Pictures were brought out. In broken English we shared the things common to all of us: children, parents, places. Randy's teenage daughter, who has learned English in school, explains that her uncle did not survive.

The living room is stepped up, a few feet higher than the kitchen area. Randy points to the water mark against the wall, about a foot high. We were certainly far inland from the coast, though I wasn't sure of the exact distance. Two kilometers from the ocean, the tsunami still caused massive flood damage.

Here, though I am very tired from the day of work, we sit in the heat of this tropical night with new Sri Lankan friends drinking beer and arrack while are plates are filled over and over. Here, the basic necessities of living, eating, breathing with meaningful human contact under a roof which are so easily overlooked in my life had become some kind of heightened experience.

I wonder, have these people have so much resilience that they have moved on, or is the collective trauma resting just under the surface? I still cannot grasp the scope of this event which left no heart untouched.

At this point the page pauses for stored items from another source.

PR #133, opened 2026-04-30
asymmetric traditional impacts; unblinding groups

lucalavezzo:


bin/rabbit_fit.py
```diff
@@ -226,6 +226,107 @@ def make_parser():
...
+        nargs="+",
+        help="Regex(es) restricting which nuisances are scanned for --asymImpacts.",
+    )
+    parser.add_argument(
+        "--asymImpactsExclude",
+        default=None,
+        nargs="+",
+        help="Regex(es) excluding nuisances from --asymImpacts.",
+    )
+    parser.add_argument(
```
davidwalter2, line 249: I would remove that option and make it default to compute all nuisances with `asymImpacts`, then exclude the ones you like with `--asymImpactsExclude` or specify a list with the `--asymImpactsInclude` otherwise we have too many CLAs

bin/rabbit_fit.py
```diff
@@ -226,6 +226,107 @@ def make_parser():
...
+        "'exact' rebuilds the full N x N NLL Hessian each iteration (slow, "
+        "reference). 'hvp' uses Hessian-vector products via a LinearOperator "
+        "(exact, typically fastest for large N). 'frozen' uses cov^-1 from "
+        "the postfit as a constant Hessian (cheapest but produces silent "
+        "failures on non-Gaussian profiles -- speed reference only). "
+        "'bfgs'/'sr1' use a quasi-Newton estimate built up from the gradient "
+        "sequence (no extra TF calls per iteration; may need more iterations).",
+    )
+    parser.add_argument(
+        "--asymImpactsMaxiter",
```
davidwalter2, line 270: I think we should remove that option. The user should use `--earlyStopping x` instead, which says if the loss doesn't improve after `x` iterations it will stop. This makes sure to not get on nuisances that don't converge while it still keeps it running until the end.

bin/rabbit_fit.py
```diff
@@ -358,6 +459,37 @@ def save_hists(args, mappings, fitter, ws, prefit=True, profile=False):
                 logger.info(f"    2*deltaNLL: {round(chi2val, 2)}")
                 logger.info(rf"    p-value: {round(p_val * 100, 2)}%")
 
+                # DEBUG: decompose chi2_sat = 2*(NLL_nom - NLL_sat)
```
davidwalter2, line 462: Is this still needed or leftover from some debugging and can be removed?

bin/rabbit_fit.py
```diff
@@ -434,24 +566,41 @@ def fit(args, fitter, ws, dofit=True):
...
             logger.info(f"profile beta")
             fitter._profile_beta()
+            logger.debug(
+                f"[timing] _profile_beta(): {time.perf_counter() - _t_bb:.1f} s"
+            )
 
         if cb is not None:
             ws.add_1D_integer_hist(cb.loss_history, "epoch", "loss")
             ws.add_1D_integer_hist(cb.time_history, "epoch", "time")
+            try:
```
davidwalter2, line 589: Is a try-except statement here needed? I don't think so

bin/rabbit_fit.py
```diff
@@ -434,24 +566,41 @@ def fit(args, fitter, ws, dofit=True):
...
+                n_iter = len(cb.loss_history)
+                logger.debug(f"[timing] L-BFGS: {n_iter} epochs recorded")
```
davidwalter2, line 591: I think this is the minimizer iterations, which doesn't have to be L-BFGS

bin/rabbit_fit.py
```diff
@@ -434,24 +566,41 @@ def fit(args, fitter, ws, dofit=True):
...
     parms_variances = None
 
-    # take covariance from externalPostfit in case the fit was skipped
-    if dofit or args.externalPostfit is None:
+    # take covariance from externalPostfit in case the fit was skipped —
+    # unless a Hessian is explicitly wanted (no --noHessian): the two-pass
+    # straight-through covariance recipe (--externalPostfit ... --noFit,
+    # WITHOUT --noHessian) relies on recomputing the Hessian at the loaded
+    # postfit point.
+    if dofit or args.externalPostfit is None or not args.noHessian:
```
davidwalter2, line 603: I think the ` or not args.noHessian` should be removed here because if you run with `--externalPostfit <fitresult> --noFit` you expect the covariance to be taken from the fitresult

bin/rabbit_fit.py
```diff
@@ -520,6 +682,22 @@ def fit(args, fitter, ws, dofit=True):
 
     nllvalreduced = fitter.reduced_nll().numpy()
 
+    # DEBUG: decompose nominal-fit NLL into (Poisson data, nuisance constraints, BBB)
```
davidwalter2, line 685: Do we want to print that always or is this something left from testing that can be removed?

bin/rabbit_fit.py
```diff
@@ -714,6 +921,17 @@ def main():
         "nois": ifitter.parms[ifitter.param_model.nparams :][indata.noiidxs],
     }
 
+    # ParamModel Gaussian priors (if --paramModelPriors was used and the
+    # model declared sigmas). Stored as a small dict so downstream tooling
+    # can see what was applied without parsing the rabbit log.
+    if getattr(ifitter, "param_prior_active", False):
+        meta["param_priors"] = {
+            "params": ifitter.param_model.params,  # all nparams names
+            "mask": ifitter.param_prior_mask_np,  # bool array
```
davidwalter2, line 930: What does `np` stand for? Nuisance Parameter? It could be that one want's to declare a parameter as POI and still want to add a prior to it, so this is unnecessarily specific and can be removed

bin/rabbit_fit.py
```diff
@@ -748,6 +966,19 @@ def main():
             for j, (data_values, data_variances) in enumerate(datasets):
 
                 ifitter.defaultassign()
+                # If --externalPostfit was supplied AND this is an
```
davidwalter2, line 969: Should we not expect the user to run with `-t 0`? Then we don't need that

rabbit/impacts/asym_impacts.py
```diff
@@ -0,0 +1,168 @@
+"""
+Traditional asymmetric impacts.
+
+For each selected nuisance, find the asymmetric +/- 1 sigma points on the
+Delta(2NLL)=q likelihood contour via constrained minimization (contour_scan).
+The shifts of every fitter parameter at those points are the asymmetric
+impacts. Group impacts are obtained by quadrature envelope of the contained
```
davidwalter2, line 7: I think the convention for grouped impacts in the case of traditional impacts is different, we should use the analogue to what is done in the gaussian case

rabbit/impacts/asym_impacts.py
```diff
@@ -0,0 +1,168 @@
...
+nuisances, separately for the down and up sides.
+
+Nuisances that are structurally symmetric (logkhalfdiff identically zero)
```
davidwalter2, line 10: I don't think this is true because nonlinear effects can lead to asymmetric constraints and impacts also for symmetric nuisances. I think by default we should do the most generic and compute for all nuisances and the user has to specify explicitly which he wants to include/exclude

rabbit/impacts/asym_impacts.py
```diff
@@ -0,0 +1,168 @@
...
+
+def asym_impacts_parms(
+    fitter,
+    nll_min,
+    selected_idxs,
+    selected_names,
+    q=1,
+    contour_xtol=1e-4,
+    contour_gtol=1e-4,
+    contour_maxiter=200,
```
davidwalter2, line 77: I think the default should be set to effectively infinite, 5000 or so, since the user does not expect it to stop early

rabbit/impacts/traditional_impacts.py
```diff
@@ -16,58 +16,76 @@ def _compute_impact_group(cov, v, idxs, nsignal_params=0):
     return tf.sqrt(v_invC_v)
 
 
-def _gather_poi_noi_vector(v, noiidxs, nsignal_params=0):
+def _gather_poi_noi_vector(v, noiidxs, nsignal_params=0, nmodel_params=None):
```
davidwalter2, line 19: Is this computing the impacts also for POUs? If so, why?

rabbit/parsing.py
```diff
@@ -244,7 +244,44 @@ def common_parser():
         "--noEDM",
         default=False,
         action="store_true",
-        help="Don't compute the estimated distance to minimum as fit quality evaluation",
+        help="Skip the Hessian-free EDM/CG postfit step (only meaningful with "
+        "--noHessian). Skips both the edmval estimate and the POI+NOI "
+        "uncertainty rows; their entries in the output are NaN.",
+    )
+    parser.add_argument(
+        "--paramModelPriors",
```
davidwalter2, line 252: I think there should be no CLA for that, if the model defines priors they should be applied by default (since naively the user expects the priors to be applied in case he defines them). So either remove the option and leave it to the user to implement something in the model parser, or add the inverse of this option to disable model priors.

davidwalter2 (commented):
Here are a few comments to start with, please also add coverage for the new features in the CI, the asymmetric impacts but also maybe other things. If it's not too much work maybe break it up in separate PRs

bin/rabbit_fit.py
lucalavezzo: numpy!

bin/rabbit_fit.py
lucalavezzo: postfit-expected Asimov isn't the same as fit to data? I'm not sure if it makes sense

davidwalter2: Ah you want to construct the asimov data from the external postfit, but why? And is this not confusing? After all the argument is `--externalPostfit` and not `--externalPrefit`

bin/rabbit_fit.py
davidwalter2: Can you not use `ifitter.param_prior_mask.numpy()` instead, I think there is no need for separate _np attribues

lucalavezzo:
Thanks @davidwalter2 for the comments, I've addressed them and split up the PR into 3 more managable ones:
- https://github.com/WMass/rabbit/pull/138
- https://github.com/WMass/rabbit/pull/139
- https://github.com/WMass/rabbit/pull/140
Closing this one

Issue #289, opened 2014-10-30
LinkTo problem parsing in atom with @ in stream name


gregoryyoung:
@ in name causes exception in atom code.

```
[PID:11504:009 2014.10.28 17:55:59.971 ERROR QueuedHandlerThreadP] Error while processing message ReadStreamEventsBackward InternalCorrId: f9434083-92e4-46b9-8325-068fdc7b0386, CorrelationId: f9434083-92e4-46b9-8325-068fdc7b0386, EventStreamId: $streams, FromEventNumber: -1, MaxCount: 20, ResolveLinkTos: True, RequireMaster: False, ValidationStreamVersion:  in queued handler 'StorageReaderQueue #1'.
System.Exception: link not in proper format.
   at EventStore.Core.Services.Transport.Http.Convert.ToEntry(ResolvedEvent eventLinkPair, Uri requestedUrl, EmbedLevel embedContent, Boolean singleEntry) in c:\EventStore\src\EventStore.Core\Services\Transport\Http\Convert.cs:line 252
   at EventStore.Core.Services.Transport.Http.Convert.ToStreamEventBackwardFeed(ReadStreamEventsBackwardCompleted msg, Uri requestedUrl, EmbedLevel embedContent, Boolean headOfStream) in c:\EventStore\src\EventStore.Core\Services\Transport\Http\Convert.cs:line 87
   at With
```

seburgi:
Could you please get this fix into the 3.1.0 release. I think it is not uncommon to use '@' in a stream name. Thanks!

gregoryyoung:
I believe it is in 3.1.0 @pieter can you verify?

On Wed, Jul 15, 2015 at 5:08 PM, Sebastian Burgstaller <
notifications@github.com> wrote:

> Could you please get this fix into the 3.1.0 release. I think it is not
> uncommon to use '@' in a stream name. Thanks!
>
> —
> Reply to this email directly or view it on GitHub
> <https://github.com/EventStore/EventStore/issues/289#issuecomment-121663366>
> .
>



-- 
Studying for the Turing test

pgermishuys:
@gregoryyoung this is not in 3.1.0. this should be cherry picked.

seburgi:
Great, thanks!

PR #290, opened 2014-10-30
fixes is #289

gregoryyoung:
atom was parsing badly when stream had a @ in it. Also added tests


seburgi:
Would have been great to have this in 3.0.2, we are still on 3.0.0 because this problem makes it impossible for us to upgrade. Please provide a commercial release containing this fix soon.

jen20:
@seburgi this will be released in 3.1.0, which will hit over the next week or so.

seburgi:
Great news, thanks!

Sitting here with this family and the volunteers, I have a moment of feeling how we are all deeply connected, a kinship based on our common humanity and for that moment which I have traveled around the world to experience, I am definitely happy.

By the end of the two weeks, we are able to finish one of the houses. Like many construction jobs with a deadline, huge amounts of work are accomplished through heroic efforts in the last forty- eight hours. The masons and carpenters have work much of the night, yet they are excited for what is about to happen.

For Paul, it is critical our group gets to be there when the house we have been working on is given away. He has arranged to have two Buddhist priests come. They sit at a table in front of the house, heads shaved, dressed in their bright orange robes. Several people sit on a small walkway before the front door, hands clasped in prayer as the priests begin their chants.

The proud new home owners are two women, sisters, in their fifties. One of which lost her husband in the tsunami, though her son, is a fisherman in his mid-thirties, survived and will be living in the house as well. Their family name was drawn out of a hat publicly at one of the camps. "They lost everything," Paul explains. These people are very, very poor and have struggled much of their lives just to live.

 


This photo was shot at the time when the house was blessed by Buddhist monks and formally given away to the tsunami victims. Marc and Helen stand on the far left.

Click on the photo for a larger image.

Photo: John Ross


 
After the ceremony, the ribbon in front of the door is cut. The new home owners walk in. We stand around, waiting. Food is brought out, put on the table where the priests still sit. There is this feeling of heightened emotion when the sisters walk out.

One of them walks up to me. She is about five feet tall. Her hands are clasped in prayer. "Thank you," she says, smiling. Glancing up for just a moment. Tears are in both our eyes. She passes and walks over to another volunteer, thanking over and over again.